Work instruction: Retrieve all lines below that have the string "dsueltenfuss".

Stored entries:
Issue #3056, opened 2022-05-26
Industry Dropdown: Changes to All Other Businesses option


carye3:
We need to add a line below the "All Other Businesses" option in the industry dropdown list and make it the first option that appears. Original story: #2822 

Desktop
https://www.figma.com/file/IKcrTIyvaS593LuJbAVFR3/Navigator-Designs-(Sprint-33%2B)?node-id=12556%3A256304

Mobile
https://www.figma.com/file/IKcrTIyvaS593LuJbAVFR3/Navigator-Designs-(Sprint-33%2B)?node-id=12590%3A264149

carye3:
@aaronvux this was split out from #2822 to be prioritized in this sprint

FarazA22:
@carye3 @aaronvux  I spoke to the Dev team about this ticket. We are not able to introduce the horizontal line since this is an auto complete component. I'll work on updating the sort order so it displays `other businesses` first.

aaronvux:
LGTM.  @carye3 are we doing the styling in another ticket?  I only see the All Other Business Options as the first value.

PR #3067, opened 2022-05-27
fix: [#3056] update industry dropdown - all other option as first option

FarazA22:


content/src/roadmaps/industries/generic.json
```diff
@@ -35,9 +35,9 @@
       "task": "get-insurance"
     }
   ],
-  "name": "Any Other Business Type",
+  "name": "All Other Businesses",
```
dsueltenfuss, line 38: Is there a reason we are renaming this industry? I don't see that called out in the tickets.

web/src/lib/utils/helpers.tsx
```diff
@@ -310,3 +310,11 @@ export const makeButtonIcon = (svgFilename: string, size = "20px"): ReactElement
...
   />
 );
+
+export const isIndustryIdGeneric = (industry: Industry) => {
+  return industry.id === "generic";
+};
+
+export const getIndustryName = (industry: Industry) => {
+  return industry.name;
+};
```
dsueltenfuss, line 320: I don't think this helper adds any value to the code, since it is just returning something we already have access to.

web/src/lib/utils/helpers.tsx
```diff
@@ -310,3 +310,11 @@ export const makeButtonIcon = (svgFilename: string, size = "20px"): ReactElement
     alt=""
   />
 );
+
+export const isIndustryIdGeneric = (industry: Industry) => {
+  return industry.id === "generic";
+};
```
dsueltenfuss, line 316: I think this should be moved to the industry file in shared, so it's available in any project.

web/src/lib/utils/helpers.tsx
FarazA22: I removed the function and passed the `name` key as an argument to the orderBy function

web/src/lib/utils/helpers.tsx
FarazA22: I'll make this update

PR #3083, opened 2022-06-02
wip

FarazA22:


content/src/fieldConfig/config.json
```diff
@@ -26,28 +26,36 @@
...
     "featureRequestModalHeadingText": "Request a Feature",
-    "betaModalButtonText": "Share your feedback!"
+    "reportBugModalHeadingText": "Report an Issue",
+    "betaModalFeedbackButtonText": "Share Feedback",
+    "reportBugModalIssueSummaryBodyText": "**What were you trying to do?**",
+    "reportBugModalIssueSummaryAdditionalBodyText": "What is the issue you experienced? (i.e. I was not able to log in.)",
+    "reportBugModalIssueDetailBodyText": "**What was the issue you encountered?**",
+    "reportBugModalIssueDetailAdditionalBodyText": "Walk us through, step-by-step what happened. (i.e. This is my first time trying to create an account. When I was on the landing page I clicked “Get Started” but then nothing happened.)"
+  },
+  "bugBar": { "bugBarText": "Report an issue." },
```
aloverso, line 55: nitpick, but this is a button, not a Bar, right?

web/src/components/BetaBar.test.tsx
```diff
@@ -13,8 +13,8 @@ describe("<BetaBar />", () => {
 
   it("opens feedback modal on button click", () => {
     render(<BetaBar />);
-    expect(screen.queryByText(Config.betaBar.betaModalTitle)).not.toBeInTheDocument();
+    expect(screen.queryByText(Config.feedbackModal.betaModalTitle)).not.toBeInTheDocument();
     fireEvent.click(screen.getByText(Config.betaBar.betaModalButtonText));
-    expect(screen.getByText(Config.betaBar.betaModalTitle)).toBeInTheDocument();
+    expect(screen.getByText(Config.feedbackModal.betaModalTitle)).toBeInTheDocument();
```
aloverso, line 18: I like this renaming. Would it make sense to extend to the fields also (ie, `feedbackModalTitle` instead of `betaModalTitle`)?

web/src/components/FeedbackModal/FeedbackModal.test.tsx
```diff
@@ -0,0 +1,294 @@
...
+      fireEvent.click(screen.getByText(Config.feedbackModal.betaModalBugReportButtonText));
+      fireEvent.change(screen.getByLabelText("Issue details"), { target: { value: "random details text" } });
+      fireEvent.click(screen.getByText(Config.feedbackModal.feedbackModalSubmitButtonText));
+
+      expect(screen.getByText(Config.feedbackModal.feedbackModalInlineErrorText)).toBeInTheDocument();
+      expect(mockApi.postIssue).not.toHaveBeenCalled();
+    });
+
+    it("opens issues dialog when isBug prop is used and then returns to feedback selection dialog after issue submission", async () => {
+      renderFeedbackModal(true);
```
aloverso, line 227: for readability, I'd recommend using an object for the parameters here. `renderFeedbackModal({isBugBar: true})` is much easier to understand what the param is doing than just the naked boolean here

web/src/components/FeedbackModal/FeedbackModal.test.tsx
```diff
@@ -0,0 +1,294 @@
...
+      useMockUserData(userData);
+
+      const issue = generateIssueRequest({
+        context: "random summary text",
+        browser: "Firefox v.6.5",
+        device: "Mac OS 10 Google Pixel Mobile",
+        screenWidth: "500 px",
+        detail: "random details text",
+        pageOfRequest: "roadmap/test",
+      });
```
aloverso, line 262: I wouldn't recommend using a generator for an object that you're using as an expectation. This is the `expectedIssue` that you expect something to have been called with. The thing about a generator is that it will fill in random values for anything you don't provide.

If we add a new field to the issue object, this code would still compile and it would have a random value floating around in there that may or may not be correct. Whereas if you build the expected object explicitly here like:
```
const expectedIssue: IssueRequest = {
... all the stuff here
}
```
then it would fail to compile if we add a new field, which is good, because it would force us to update the test and be clear about what we expect to happen to this field in the situation.

content/src/fieldConfig/config.json
aloverso: reading more, I think I understand that sometimes the "beta bar" is actually just "report an issue" an that's why it's Bar here, right?

web/src/components/FeedbackModal/FeedbackModal.tsx
```diff
@@ -1,22 +1,28 @@
...
+import { ReportIssueDialog } from "@/components/FeedbackModal/ReportIssueDialog";
+import { RequestFeatureDialog } from "@/components/FeedbackModal/RequestFeatureDialog";
+import { SelectFeedbackDialog } from "@/components/FeedbackModal/SelectFeedbackDialog";
 import { FeedbackRequestDialogNames } from "@/lib/types/types";
 import { ReactElement, useEffect, useState } from "react";
 
 type Props = {
   handleClose: () => void;
   isOpen: boolean;
+  isBugBar?: boolean;
```
aloverso, line 11: it might be nice to have consistent domain language throughout. Everywhere else in the code & content we're using the term "issue" - is there a reason we switch to "bug" when referencing this behavior?

aloverso: we even call the component ReportAnIssueBar already

web/src/components/GenericTextField.tsx
```diff
@@ -101,9 +101,9 @@ export const GenericTextField = (props: GenericTextFieldProps): ReactElement =>
     : "";
   return (
     <div
-      className={`${props.formInputWide && "form-input-wide"} ${
-        !props.formInputFull && !props.formInputWide && "form-input"
-      }  margin-top-2`}
+      className={`${props.formInputWide ? "form-input-wide " : ""}${
+        !props.formInputFull && !props.formInputWide ? "form-input " : ""
+      }margin-top-2`}
```
aloverso, line 106: why this change? I prefer the first version more, where the class strings are just the string, instead of relying on something to have a trailing space 

To me, I prefer:
```
const x = "some-class"
className=`{$x} margin-top-2`
```

over:

```
const x = "some-class "
className=`{$x}margin-top-2`
```

web/src/components/PageSkeleton.test.tsx
```diff
@@ -0,0 +1,35 @@
...
+      <PageSkeleton>
+        <></>
+      </PageSkeleton>
+    );
+
+    expect(screen.queryByTestId("bugBar")).not.toBeInTheDocument();
+  });
+
+  it("renders report an issues bar after onboarding is completed", () => {
+    useMockUserData({});
```
aloverso, line 25: I didn't realize useMockUserData wasn't correctly randomizing values, so ideally this shouldn't work. But as a rule, if we're relying on some property in a test, we should be explicit about setting that property and not relying on what happens to come from the generator.

This should explicitly set `formProgress: "COMPLETED"` if that's what the test is relying on

Issue #2818, opened 2022-05-17
Update Profile Box on Left Side of Poppy Roadmap


aaronvux:
As a Poppy, I need a more streamlined Profile section on the Roadmap so I'm not overwhelmed with content.

## Acceptance Criteria
- Display business name as Profile link if the user is registered and has a business name saved to their profile, current date (Local NJ Date) on the right with ET designation
  - If user is in Guest mode, display "Guest Account" link & date 
  - If no Business Name exists and the user is registered, display "Business Profile" link & date 
- Remove Profile block
- Remove Copy block

## Additional Acceptance Criteria
- 508 Compliant
- Follows Design
- Works in Mobile

## Design
**Poppy**
- Desktop - Registered
https://www.figma.com/file/IKcrTIyvaS593LuJbAVFR3/Navigator-Designs-(Sprint-33%2B)?node-id=12623%3A262580

- Desktop - Unregistered
https://www.figma.com/file/IKcrTIyvaS593LuJbAVFR3/Navigator-Designs-(Sprint-33%2B)?node-id=13498%3A177017

## Analytics
roadmap_profile_edit_button/click/go_to_profile_screen

## Approvals
- [ ] UX Review
- [ ] PO Approval

aaronvux:
Spoke to EJ, split Oscar update to separate ticket.

carye3:
We need to have slightly different copy for Guest Mode:
<img width="967" alt="image" src="https://user-images.githubusercontent.com/62653834/170735468-6a9c53cf-269d-4264-9571-eb0a607cf190.png">

@CeciliaRam does this look good? Figma: [desktop](https://www.figma.com/file/IKcrTIyvaS593LuJbAVFR3/Navigator-Designs-(Sprint-33%2B)?node-id=13498%3A177017) and [mobile](https://www.figma.com/file/IKcrTIyvaS593LuJbAVFR3/Navigator-Designs-(Sprint-33%2B)?node-id=13502%3A176917)

aaronvux:
@FarazA22
1. I'll update the AC to include the unregistered user.
2. I don't think we need to include the designator as we will only know if they go through formation.  
3. Reuse the roadmap_profile_edit_button analytics on the link.  Not sure about the return_to_onboarding.  I'll check it out.

FarazA22:
@aaronvux Are we now using the 'ET' designation?

aaronvux:
@FarazA22 ET.  Updated AC.

[...]

PR #3118, opened 2022-06-07
feat: [#2818] remove profile box from roadmap

FarazA22:


web/src/components/Header.tsx
```diff
@@ -0,0 +1,66 @@
...
+    if (
+      (userData?.profileData.businessName === undefined || userData?.profileData.businessName === "") &&
+      state.isAuthenticated === "TRUE"
+    )
+      buttonText = Config.roadmapDefaults.genericToProfileButtonText;
+
+    if (userData?.profileData.businessName && state.isAuthenticated === "TRUE")
+      buttonText = userData.profileData.businessName;
+
+    return buttonText;
```
aloverso, line 45: I think this would be cleaner if we just returned the value in the if-block instead of setting a variable and returning at the end? It would also prevent the possibility of accidentally changing a value if multiple if-statements apply to a situation

web/src/components/Header.tsx
```diff
@@ -0,0 +1,66 @@
...
+      buttonText = Config.roadmapDefaults.guestModeToProfileButtonText;
+
+    if (
+      (userData?.profileData.businessName === undefined || userData?.profileData.businessName === "") &&
+      state.isAuthenticated === "TRUE"
+    )
+      buttonText = Config.roadmapDefaults.genericToProfileButtonText;
+
+    if (userData?.profileData.businessName && state.isAuthenticated === "TRUE")
+      buttonText = userData.profileData.businessName;
```
aloverso, line 43: would strongly prefer that we use curly braces for an if-statement in any case where it's not a one-line guard-clause (like the `if (x) return` lines)

web/test/pages/roadmap.test.tsx
```diff
@@ -175,247 +174,65 @@ describe("roadmap page", () => {
...
-        </ThemeProvider>,
-        IsAuthenticated.FALSE,
-        { modalIsVisible: false, setModalIsVisible }
-      )
-    );
-    fireEvent.click(screen.getByTestId("grey-callout-link"));
-    expect(mockPush).toHaveBeenCalled();
-    expect(setModalIsVisible).not.toHaveBeenCalled();
-  });
+    renderRoadmapPage({});
```
aloverso, line 180: this comment applies to most of the changes in this file - I think this would be a great opportunity to do a component test for <Header/> instead of having all these tests in the roadmap page

web/test/pages/roadmap.test.tsx
```diff
@@ -108,7 +102,7 @@ describe("roadmap page", () => {
     return { page };
   };
 
-  const renderPageWithAuth = ({
+  const renderPageWithAuthAlert = ({
```
aloverso, line 105: why this rename?

FarazA22: This function was using the `withAuthAlert` helper function and rendered the Roadmap page with SignUp Toast component. I didn't need the SignUp Toast component to render so I created a separate function called `renderPageWithAuth` and used the `withAuth` helper function. This function was renamed because it shared the same name.

web/src/components/Header.tsx
FarazA22: I've switched `buttonText =` with a `return` statement. This if statement has a one-line guard clause, but it wraps to the second line. I've added the curly braces, wondering if you think it's necessary in this scenario?

web/test/pages/roadmap.test.tsx
FarazA22: will do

Answer box:
dsueltenfuss, line 38: Is there a reason we are renaming this industry? I don't see that called out in the tickets.
dsueltenfuss, line 320: I don't think this helper adds any value to the code, since it is just returning something we already have access to.
dsueltenfuss, line 316: I think this should be moved to the industry file in shared, so it's available in any project.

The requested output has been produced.